PR #7242, opened 2022-08-26
Add metrics to StrimziPodSetController

scholzj:
### Type of change

- Enhancement / new feature

### Description

This PR adds metrics to the `StrimziPodSetController` The metrics follow the metrics already provided by out `*AssemblyOperator` classes and deviate only where necessary:
* The Controllers do not use resource locking. So this metric is not used for StrimziPodSets
* The Controller use work queue and it might happen that the resource whcih should be enqueued for some event is already in the queue. There is a new metric provided for this event. Similarly to locks, this might indicate a problems, but can also happen in a regular run.
* The resource state metrics are not exposed. First of all because they make the code very complicated (I might follow with a proposal to remove the existing ones in operators later) and second because the StrimziPodSets do not have a clear ready / not ready state. Some pods might be ready, some not etc.

This Pr also refactors how metrics are done in the `*AssemblyOperator` classes and in the `Operator` interface. The metrics used to be hardcoded in these classes. In this PR, I have created a new _metrics holder_ pattern. `AbstractMetricsHolder` and its subclasses are used to hold the metrics in a separate class. Since the metrics differ a bit between different operators and controllers, it creates a hierarchy:

```mermaid
classDiagram
    AbstractMetricsHolder <|-- ControllerMetricsHolder
    AbstractMetricsHolder <|-- OperatorMetricsHolder
    OperatorMetricsHolder <|-- ConnectOperatorMetricsHolder
    AbstractMetricsHolder: Shared metrics
    ControllerMetricsHolder: Already Queued metric
    OperatorMetricsHolder: Without Lock metric
    ConnectOperatorMetricsHolder: Connector metrics
```

I believe this nicely separates the metrics from the operator and controller logic. It also allows us to share the code between the classes.

This PR also does some minor refactoring of the `StrimziPodSetController`. Apart from adding the metrics, it also separates some calls to new methods, setups the informer handlers only in later phase etc. The StrimziPodSet metrics were developed as part of the User Operator rewrite. A separate PR is opened for the StrimziPodSet metrics to simplify review and testing via more smaller PRs. So these changes are not completely related to the metrics themselves, but are generally useful and separating them into yet another PR would be too complicated.

### Checklist

- [x] Write tests
- [x] Update CHANGELOG.md

### DIFF
--- a/operator-common/src/main/java/io/strimzi/operator/common/metrics/AbstractMetricsHolder.java
+++ b/operator-common/src/main/java/io/strimzi/operator/common/metrics/AbstractMetricsHolder.java
@@ -1,0 +1,230 @@
+/*
+ * Copyright Strimzi authors.
+ * License: Apache License 2.0 (see the file LICENSE or http://apache.org/licenses/LICENSE-2.0.html).
+ */
+package io.strimzi.operator.common.metrics;
+
+import io.micrometer.core.instrument.Counter;
+import io.micrometer.core.instrument.Tag;
+import io.micrometer.core.instrument.Tags;
+import io.micrometer.core.instrument.Timer;
+import io.strimzi.operator.common.MetricsProvider;
+import io.strimzi.operator.common.model.Labels;
+
+import java.util.Map;
+import java.util.concurrent.ConcurrentHashMap;
+import java.util.concurrent.atomic.AtomicInteger;
+import java.util.function.Function;
+
+/**
+ * Util class which holds the different metrics used by controllers
+ */
+public abstract class AbstractMetricsHolder {
+    protected static final String METRICS_PREFIX = "strimzi.";
+
+    protected final String kind;
+    protected final Labels selectorLabels;
+    protected final MetricsProvider metricsProvider;
+
+    protected final Map<String, AtomicInteger> resourceCounterMap = new ConcurrentHashMap<>(1);
+    protected final Map<String, AtomicInteger> pausedResourceCounterMap = new ConcurrentHashMap<>(1);
+    private final Map<String, Counter> periodicReconciliationsCounterMap = new ConcurrentHashMap<>(1);
+    private final Map<String, Counter> reconciliationsCounterMap = new ConcurrentHashMap<>(1);
+    private final Map<String, Counter> failedReconciliationsCounterMap = new ConcurrentHashMap<>(1);
+    private final Map<String, Counter> successfulReconciliationsCounterMap = new ConcurrentHashMap<>(1);
+    private final Map<String, Timer> reconciliationsTimerMap = new ConcurrentHashMap<>(1);
+
+    /**
+     * Constructs the metrics holder
+     *
+     * @param kind              Kind of the resources for which these metrics apply
+     * @param selectorLabels    Selector labels to select the controller resources
+     * @param metricsProvider   Metrics provider
+     */
+    public AbstractMetricsHolder(String kind, Labels selectorLabels, MetricsProvider metricsProvider) {
+        this.kind = kind;
+        this.selectorLabels = selectorLabels;
+        this.metricsProvider = metricsProvider;
+    }
+
+    /**
+     * Metrics provider used for the metrics by this holder class
+     *
+     * @return  Metrics provider
+     */
+    public MetricsProvider metricsProvider()    {
+        return metricsProvider;
+    }
+
+    ////////////////////
+    // Methods for individual counters
+    ////////////////////
+
+    /**
+     * Counter metric for number of periodic reconciliations. It should be incremented only once per timer-trigger. It
+     * should not be incremented for every resource found by the periodical reconciliation.
+     *
+     * @param namespace     Namespace of the resources being reconciled
+     *
+     * @return  Metrics counter
+     */
+    public Counter periodicReconciliationsCounter(String namespace) {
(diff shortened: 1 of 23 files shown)


operator-common/src/main/java/io/strimzi/operator/common/metrics/AbstractMetricsHolder.java
```diff
@@ -0,0 +1,230 @@
...
+import io.strimzi.operator.common.MetricsProvider;
+import io.strimzi.operator.common.model.Labels;
+
+import java.util.Map;
+import java.util.concurrent.ConcurrentHashMap;
+import java.util.concurrent.atomic.AtomicInteger;
+import java.util.function.Function;
+
+/**
+ * Util class which holds the different metrics used by controllers
```
tombentley, line 20:
```suggestion
 * Abstract base class holding common metrics used by operators and controllers.
 * Subclasses can add more specialized metrics. 
```

operator-common/src/main/java/io/strimzi/operator/common/metrics/AbstractMetricsHolder.java
```diff
@@ -0,0 +1,230 @@
...
+     *
+     * @return  Metrics counter
+     */
+    public Counter successfulReconciliationsCounter(String namespace) {
+        return getCounter(namespace, kind, METRICS_PREFIX + "reconciliations.successful", metricsProvider, selectorLabels, successfulReconciliationsCounterMap,
+                "Number of reconciliations done by the operator for individual resources which were successful");
+    }
+
+    /**
+     * Counter metric for number of resources.
```
tombentley, line 114: Can we clarify tha this is the number of consumed resources (i.e. CRs), rather than some counter over all resources (CRs plus the output/derived resources).

operator-common/src/main/java/io/strimzi/operator/common/metrics/AbstractMetricsHolder.java
```diff
@@ -0,0 +1,230 @@
...
+     * @param kind              Kind of the resource
+     * @param metricName        Name of the metric
+     * @param metrics           Metrics provider
+     * @param selectorLabels    Selector labels used to filter the resources
+     * @param counterMap        Map with counters
+     * @param metricHelp        Help description of the metric
+     *
+     * @return  Counter metric
+     */
+    public static Counter getCounter(String namespace, String kind, String metricName, MetricsProvider metrics, Labels selectorLabels, Map<String, Counter> counterMap, String metricHelp) {
```
tombentley, line 193: Do these factory methods need to be `public`, or could they be `protected`?

operator-common/src/main/java/io/strimzi/operator/common/metrics/ControllerMetricsHolder.java
```diff
@@ -0,0 +1,44 @@
...
+
+import io.micrometer.core.instrument.Counter;
+import io.strimzi.operator.common.MetricsProvider;
+import io.strimzi.operator.common.model.Labels;
+
+import java.util.Map;
+import java.util.concurrent.ConcurrentHashMap;
+
+/**
+ * Util class which holds the different metrics used by controllers
```
tombentley, line 15:
```suggestion
 * A metrics holder for controllers. 
```

operator-common/src/main/java/io/strimzi/operator/common/metrics/OperatorMetricsHolder.java
```diff
@@ -0,0 +1,52 @@
...
+
+import io.micrometer.core.instrument.Counter;
+import io.strimzi.operator.common.MetricsProvider;
+import io.strimzi.operator.common.model.Labels;
+
+import java.util.Map;
+import java.util.concurrent.ConcurrentHashMap;
+
+/**
+ * Util class which holds the different metrics used by operators
```
tombentley, line 15:
```suggestion
 * A metrics holder for operators.
```

operator-common/src/main/java/io/strimzi/operator/common/metrics/AbstractMetricsHolder.java
```diff
@@ -0,0 +1,230 @@
...
+
+import java.util.Map;
+import java.util.concurrent.ConcurrentHashMap;
+import java.util.concurrent.atomic.AtomicInteger;
+import java.util.function.Function;
+
+/**
+ * Util class which holds the different metrics used by controllers
+ */
+public abstract class AbstractMetricsHolder {
```
tombentley, line 22: IDK whether we really need to put `Abstract` in the class name. I.e. why not just `MetricsHolder`?

operator-common/src/main/java/io/strimzi/operator/common/operator/resource/ResourceDiff.java
```diff
@@ -12,9 +12,13 @@
 
 import java.util.regex.Pattern;
 
-class ResourceDiff<T extends HasMetadata> extends AbstractJsonDiff {
+public class ResourceDiff<T extends HasMetadata> extends AbstractJsonDiff {
     private static final ReconciliationLogger LOGGER = ReconciliationLogger.create(ResourceDiff.class.getName());
 
+    public static final Pattern DEFAULT_IGNORABLE_PATHS = Pattern.compile(
```
tombentley, line 18: Does anything actually use this field?

scholzj:
@tombentley Thanks. Your comments should be now all incorporated.

tombentley (approved):
Thanks!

==========

TASK DESCRIPTION
In the entries above, find each line with the word "were" and return it.

YOUR SOLUTION
This PR also does some minor refactoring of the `StrimziPodSetController`. Apart from adding the metrics, it also separates some calls to new methods, setups the informer handlers only in later phase etc. The StrimziPodSet metrics were developed as part of the User Operator rewrite. A separate PR is opened for the StrimziPodSet metrics to simplify review and testing via more smaller PRs. So these changes are not completely related to the metrics themselves, but are generally useful and separating them into yet another PR would be too complicated.
+                "Number of reconciliations done by the operator for individual resources which were successful");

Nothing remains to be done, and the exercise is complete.